Ten short minutes after we vowed to never have foolish unprotected sex again, we began having foolish unprotected sex again...... Although my eyes were still red and stinging from the tears, sheer joy was once again plastered all over my face. Two minutes later, I pull out and I drizzle cum once more. Superstar.

We cry again.

And scene.

I chose to share this intimate story with you today, because a few short weeks ago marked the 10 year anniversary of the night that I lost my virginity. In the 10 years since, a lot has changed. I no longer cum from a stiff breeze, I've long since stopped weeping after unprotected sex and I actually have grown to enjoy cunnilingus (Unless, of course, the Jane's vagina omits a corrosive acid or foul stench).
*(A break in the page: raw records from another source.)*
PR #2656, opened 2023-06-28
Instrument backporting to v1

pierreprinetti:
The stable branch is now `v1`. Non-breaking changes will be backported by applying a `backport-v1` label.

### DIFF
--- a/.github/backport-labels.yaml
+++ b/.github/backport-labels.yaml
@@ -1,0 +1,3 @@
+- name: backport-v1
+  description: This PR will be backported to v1
+  color: '30ABB9'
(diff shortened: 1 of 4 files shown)


EmilienM (approved):

EmilienM:
I don't know if/how you are able to test it but from a first look, it's good to me.
Let me know if you want to merge it as is and I'm happy to press the button.

pierreprinetti:
@EmilienM 

> I don't know if/how you are able to test it

I have tested it in github.com/pierreprinetti/gophtest and it seemed OK. I’d say that if you agree with the change in principle, we can merge and go ahead. I guess we can deal with unexpected issues as they come

PR #2673, opened 2023-07-05
CI/semver: only run on master

EmilienM:
We don't want these workflows to run on other branches than master.

### DIFF
--- a/.github/workflows/semver-require.yaml
+++ b/.github/workflows/semver-require.yaml
@@ -1,6 +1,8 @@
 name: Verify PR Labels
 on:
   pull_request:
+    branches:
+      - master
     types:
       - opened
       - labeled
--- a/.github/workflows/semver-unlabel.yaml
+++ b/.github/workflows/semver-unlabel.yaml
@@ -6,6 +6,8 @@ name: Reset PR labels on push
 
 on:
   pull_request_target:
+    branches:
+      - master
     types:
       - synchronize
 


pierreprinetti:
> We don't want these workflows to run on other branches than master.

Why not? I think they should run on all branches

pierreprinetti:
The corollary, of course, is that we should also set up a bot that applies the semver label.

EmilienM:
> > We don't want these workflows to run on other branches than master.
> 
> Why not? I think they should run on all branches

I'm not sure why we would run it on a stable branch.

EmilienM:
I don't have a strong opinion on this one, I'll let @mandre give his opinion as well and then we can make a decision.

mandre:
I think it's still useful to check for API changes on the v1 branch in case someone submits a PR directly to v1. It could be a direct fix for code that is no longer in master, or a backport that does not apply cleanly for example. In these cases, we would still want to ensure we're not breaking the API compatibility in the stable branch.

mandre:
I believe we should close this PR in favor of https://github.com/gophercloud/gophercloud/pull/2674.

mandre (changes requested):
I believe we should close this PR in favor of https://github.com/gophercloud/gophercloud/pull/2674.

pierreprinetti:
>I think it's still useful to check for API changes on the v1 branch in case someone submits a PR directly to v1

Also once the branches diverge, there is a chance that a PR that is "patch" on main becomes "minor" or "major" on v1

PR #3327, opened 2025-03-11
Merge pull request #3209 from shiftstack/proper-service-discovery

kayrus:
Configure and respect service type aliases

Fixes #[PUT ISSUE NUMBER HERE]
This is a backport for #3209

code in this PR:

[PUT URLS HERE]

### DIFF
--- a/endpoint_search.go
+++ b/endpoint_search.go
@@ -1,5 +1,7 @@
 package gophercloud
 
+import "slices"
+
 // Availability indicates to whom a specific service endpoint is accessible:
 // the internet at large, internal networks only, or only to administrators.
 // Different identity services use different terminology for these. Identity v2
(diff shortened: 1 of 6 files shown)


mandre (approved):
Even if this PR is flagged as a major change (`EndpointOpts: old is comparable, new is not`), I can't imagine it breaking anyone's code, and I'm for having this fix in v2.

kayrus:
The mess was initially introduced by upstream openstack developers, who decided to rename long established service types. Without this fix most of the automatic functional tests against the devstack will be broken.
You can use a workarond proposed in https://github.com/terraform-provider-openstack/terraform-provider-openstack/pull/1848

P.S. I agree that this fix looks not quite well, since we could not expect that `shared-file-system` will be an alias to `sharev1`. But this was a compromise to keep the backward compatibility on the v2 branch. Feel free to suggest a better solution to hunt with the hounds.

PR #3329, opened 2025-03-12
networking: add constants for statuses

mandre:
This avoids the need to define these constants in consumer code.

Router also has a status field, but there's no documentation for it, so
let's not guess what the valid statuses are.

### DIFF
--- a/openstack/networking/v2/apiversions/constants.go
+++ b/openstack/networking/v2/apiversions/constants.go
@@ -1,0 +1,7 @@
+package apiversions
+
+const (
+	StatusCurrent    = "CURRENT"
+	StatusDeprecated = "DEPRECATED"
+	StatusStable     = "STABLE"
+)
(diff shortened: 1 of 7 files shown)


mandre:
I'm leaning towards just providing the constants without changing the types, because that's going to be a pain for users as shown with the failing CI unit tests.

openstack/networking/v2/ports/types.go
```diff
@@ -0,0 +1,10 @@
+package ports
+
+type PortStatus string
+
+const (
+	PortStatusActive PortStatus = "ACTIVE"
+	PortStatusBuild  PortStatus = "BUILD"
+	PortStatusDown   PortStatus = "DOWN"
+	PortStatusError  PortStatus = "ERROR"
```
pierreprinetti, line 9: Given the package name "ports", the identifiers for these constants can be just "StatusActive" without fear of confusion.

pierreprinetti (commented):
My opinion is that these constants can be of type string without additional typing. If designed from scratch they could be numeric Go enums, but as a retrofit I don't see a lot of value balancing the lack of backwards compatibility.

stephenfin (approved):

And it's been sometime since we spoke, but the girl who took my virginity now lives with her boyfriend of many years in his parent's house. I sense she cries about that these days.

Now I can't recall every sexual encounter I've had in my life; there have been plenty and 73% of them have been drunken blurs. But that night, that faithful fucking night, will forever be etched in my mind as the day I became a man. That's why, to commemorate this momentous occasion, I found a talented young artist in upstate New York and had him create a bust of my penis. I gave him no instructions. I simply told him to make me something magnificent.

Upon returning to his workshop a few weeks later, I was rendered speechless and struck with awe by what he had unveiled. He created a life size, cock-shaped paperweight made from pure gold. I have to admit, and not because I was looking at my own solid gold cock, it was glorious. This modern day Michelangelo believed that no freckle was too small and no stone would be left unturned. From the tip of the shaft right down to the taint line --the craftsmanship and accuracy of this phallic is remarkable. It is truly a spectacular memento (trophy) that belongs on every man's mantle.

That's all for now.....I hope your Friday touches little boys.